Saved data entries
····················
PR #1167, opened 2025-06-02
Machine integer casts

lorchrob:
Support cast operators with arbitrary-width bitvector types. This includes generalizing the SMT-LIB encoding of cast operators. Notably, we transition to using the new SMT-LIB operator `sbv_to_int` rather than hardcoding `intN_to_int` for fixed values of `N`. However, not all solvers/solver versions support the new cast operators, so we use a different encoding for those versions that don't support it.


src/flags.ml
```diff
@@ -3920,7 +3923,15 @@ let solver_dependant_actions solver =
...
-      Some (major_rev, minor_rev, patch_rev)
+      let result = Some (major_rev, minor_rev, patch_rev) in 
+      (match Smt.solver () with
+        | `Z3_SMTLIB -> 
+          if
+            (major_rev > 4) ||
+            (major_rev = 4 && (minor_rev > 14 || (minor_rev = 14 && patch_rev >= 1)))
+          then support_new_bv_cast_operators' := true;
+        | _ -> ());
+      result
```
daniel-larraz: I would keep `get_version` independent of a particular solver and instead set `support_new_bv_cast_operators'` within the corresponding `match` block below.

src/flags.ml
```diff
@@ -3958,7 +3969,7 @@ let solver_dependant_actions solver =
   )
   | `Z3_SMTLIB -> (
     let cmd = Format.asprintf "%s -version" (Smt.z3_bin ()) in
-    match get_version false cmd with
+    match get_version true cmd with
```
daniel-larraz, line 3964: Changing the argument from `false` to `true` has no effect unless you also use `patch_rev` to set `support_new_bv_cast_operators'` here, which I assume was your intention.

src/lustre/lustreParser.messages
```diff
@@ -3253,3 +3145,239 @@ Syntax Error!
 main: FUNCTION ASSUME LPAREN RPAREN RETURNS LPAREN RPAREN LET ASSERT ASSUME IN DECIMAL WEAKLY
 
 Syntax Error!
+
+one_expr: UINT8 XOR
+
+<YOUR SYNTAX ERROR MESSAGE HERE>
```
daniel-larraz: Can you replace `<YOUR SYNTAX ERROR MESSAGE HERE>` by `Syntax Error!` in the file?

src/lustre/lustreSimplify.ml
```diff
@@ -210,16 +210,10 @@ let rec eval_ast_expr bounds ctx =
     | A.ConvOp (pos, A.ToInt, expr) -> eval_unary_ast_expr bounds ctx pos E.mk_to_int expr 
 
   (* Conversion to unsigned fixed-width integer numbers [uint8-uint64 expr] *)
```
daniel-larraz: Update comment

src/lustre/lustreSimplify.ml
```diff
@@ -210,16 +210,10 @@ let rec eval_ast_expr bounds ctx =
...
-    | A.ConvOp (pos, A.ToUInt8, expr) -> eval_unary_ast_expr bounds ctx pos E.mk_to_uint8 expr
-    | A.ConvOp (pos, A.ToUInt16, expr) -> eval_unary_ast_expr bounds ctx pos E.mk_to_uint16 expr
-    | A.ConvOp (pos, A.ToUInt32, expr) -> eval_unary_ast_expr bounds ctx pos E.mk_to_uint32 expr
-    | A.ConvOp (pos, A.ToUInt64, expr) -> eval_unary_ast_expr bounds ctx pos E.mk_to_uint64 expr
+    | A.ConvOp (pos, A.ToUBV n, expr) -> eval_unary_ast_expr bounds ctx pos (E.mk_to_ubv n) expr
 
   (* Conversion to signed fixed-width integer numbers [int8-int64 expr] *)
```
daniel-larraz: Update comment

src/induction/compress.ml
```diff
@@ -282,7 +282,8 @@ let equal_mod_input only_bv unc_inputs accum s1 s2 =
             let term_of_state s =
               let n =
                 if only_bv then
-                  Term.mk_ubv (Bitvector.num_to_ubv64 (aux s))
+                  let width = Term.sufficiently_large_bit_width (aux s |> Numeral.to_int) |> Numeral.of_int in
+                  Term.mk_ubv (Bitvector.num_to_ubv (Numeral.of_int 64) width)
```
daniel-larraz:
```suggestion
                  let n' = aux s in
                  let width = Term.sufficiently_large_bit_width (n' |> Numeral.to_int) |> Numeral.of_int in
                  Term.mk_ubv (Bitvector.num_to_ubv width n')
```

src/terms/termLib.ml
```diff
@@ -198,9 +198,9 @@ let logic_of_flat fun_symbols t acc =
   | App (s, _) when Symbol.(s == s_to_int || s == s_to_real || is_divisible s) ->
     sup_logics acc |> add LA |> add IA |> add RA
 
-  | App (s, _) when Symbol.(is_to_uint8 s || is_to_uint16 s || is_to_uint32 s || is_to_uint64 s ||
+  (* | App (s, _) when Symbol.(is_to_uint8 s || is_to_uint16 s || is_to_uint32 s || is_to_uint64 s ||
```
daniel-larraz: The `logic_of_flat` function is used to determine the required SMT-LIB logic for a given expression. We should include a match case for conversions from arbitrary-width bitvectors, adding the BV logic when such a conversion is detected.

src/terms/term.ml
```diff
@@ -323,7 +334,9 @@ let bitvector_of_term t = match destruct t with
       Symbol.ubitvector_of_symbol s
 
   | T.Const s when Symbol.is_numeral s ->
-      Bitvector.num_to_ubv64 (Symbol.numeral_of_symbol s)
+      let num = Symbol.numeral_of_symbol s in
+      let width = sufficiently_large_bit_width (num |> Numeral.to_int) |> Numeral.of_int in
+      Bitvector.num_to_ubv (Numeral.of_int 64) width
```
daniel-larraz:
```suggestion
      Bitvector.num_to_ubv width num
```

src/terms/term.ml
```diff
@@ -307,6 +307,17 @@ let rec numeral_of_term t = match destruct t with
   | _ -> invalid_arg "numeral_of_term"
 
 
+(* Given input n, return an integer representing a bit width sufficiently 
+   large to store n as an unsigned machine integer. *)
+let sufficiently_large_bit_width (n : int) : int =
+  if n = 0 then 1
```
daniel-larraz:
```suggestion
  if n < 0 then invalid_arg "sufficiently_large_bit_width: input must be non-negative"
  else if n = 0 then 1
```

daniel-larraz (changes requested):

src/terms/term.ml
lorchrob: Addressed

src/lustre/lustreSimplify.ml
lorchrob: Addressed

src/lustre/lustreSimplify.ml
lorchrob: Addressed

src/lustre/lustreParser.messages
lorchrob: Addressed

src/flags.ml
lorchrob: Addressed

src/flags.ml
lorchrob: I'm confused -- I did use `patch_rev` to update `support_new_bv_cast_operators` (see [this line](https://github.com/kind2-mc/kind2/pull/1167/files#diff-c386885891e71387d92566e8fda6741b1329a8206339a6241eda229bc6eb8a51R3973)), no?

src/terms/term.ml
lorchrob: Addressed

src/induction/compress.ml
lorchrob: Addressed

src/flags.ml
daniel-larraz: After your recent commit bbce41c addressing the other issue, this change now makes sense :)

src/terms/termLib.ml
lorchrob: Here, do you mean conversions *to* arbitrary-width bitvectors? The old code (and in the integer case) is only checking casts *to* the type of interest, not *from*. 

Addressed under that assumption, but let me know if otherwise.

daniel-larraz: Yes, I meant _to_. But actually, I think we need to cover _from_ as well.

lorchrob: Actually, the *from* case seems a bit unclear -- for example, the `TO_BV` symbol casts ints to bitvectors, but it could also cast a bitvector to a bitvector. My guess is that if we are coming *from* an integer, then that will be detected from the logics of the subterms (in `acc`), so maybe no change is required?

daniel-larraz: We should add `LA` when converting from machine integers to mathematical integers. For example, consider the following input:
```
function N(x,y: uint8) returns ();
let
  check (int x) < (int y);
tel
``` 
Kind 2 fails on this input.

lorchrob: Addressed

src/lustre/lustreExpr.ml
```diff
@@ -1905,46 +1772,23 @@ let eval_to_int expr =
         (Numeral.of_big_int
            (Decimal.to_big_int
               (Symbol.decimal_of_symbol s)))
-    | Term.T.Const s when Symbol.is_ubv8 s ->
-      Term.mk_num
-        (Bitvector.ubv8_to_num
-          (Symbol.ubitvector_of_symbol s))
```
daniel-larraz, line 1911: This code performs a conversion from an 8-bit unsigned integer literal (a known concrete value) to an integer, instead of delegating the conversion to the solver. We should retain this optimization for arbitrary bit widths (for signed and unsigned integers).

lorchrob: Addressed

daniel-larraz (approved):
····················
THE PROBLEM: If a line of the entries holds the word "numbers", copy it out.

REPLY:
   (* Conversion to unsigned fixed-width integer numbers [uint8-uint64 expr] *)
   (* Conversion to signed fixed-width integer numbers [int8-int64 expr] *)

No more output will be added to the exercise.